Unlike Bentham and his belief in utilitarianism, Kant believes that our actions are ruled only by duty and not by consequence since we are not able to control the consequence of an action. His theory is that an action is just or unjust regardless of the consequence and is only determined by the obligation to one’s duty. “Good will is good quite independently of any consequences it does or is expected to have” people do good will because that is their duty and as citizens we should do our duty (Dimock, 541). Since we are individuals with brains and we know what is right and wrong and if we violate the rule or fail to do our duty then we deserve the punishment that is given to us. While utilitarianism believe that punishment should be used to deter future crime and rehabilitate the individual, Retributions believe that punishment should be used because the offender deserves to be punished for his action. Retributions have the idea of an eye for an eye. They believe that the purpose of punishment is to ensure the equality of citizens, and to publicly disapprove an act.

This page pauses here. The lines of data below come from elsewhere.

PR #518, opened 2026-04-17
fix: avoid cancel votes when solver lookup fails in issue bounties

### LINKED ISSUE #517: Issue bounties cast cancel votes when solver lookup fails (API/rate-limit path)
## Description

When GitHub solver lookup fails (for example due to GraphQL/API failure or rate limiting), the issue-bounties flow treats it as "no solver found" and casts a cancel vote.  
This makes transient API failures policy-indistinguishable from genuine no-solver closures.

## Steps to Reproduce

From the perspective of morality or justice Bentham’s system of utilitarianism would be acceptable in some situations while not others and the same goes for Kant’s theory as well. For example: There is a situation where two people are in a fight and one person is very angry and wants to harm the other individual and he asks you if you know where the person is. In this situations Kant’s theory would say that we should tell where the person is hiding regardless of the harm because lying is morally wrong. Bentham in the other hand would say we should not tell where the person is because we are lying for the greater good. Another example is a situation killing one person could save ten or more people. Bentham would say that we should kill that one person in order to save the majority that is the benefit of the majority is more important than of that one individual. Kant would say no we should not because morally we do not have that power. If looking at it from the perspective of justice then it would be for the killing of one individual even though it is morally wrong.
Both Utilitarian and retributivist believe that punishment is evil and that there should be a justification for it. And each use different methods of justification for punishment. Utilitarian’s believe that punishment is justified because it prevents future crimes. Since utilitarian’s believe that the consequences of an action is important in determining or justifying punishment, then punishment should be used to produced maximum happiness to majority. Retributivist believes punishment should be justified based on the rightness or wrongness of the act.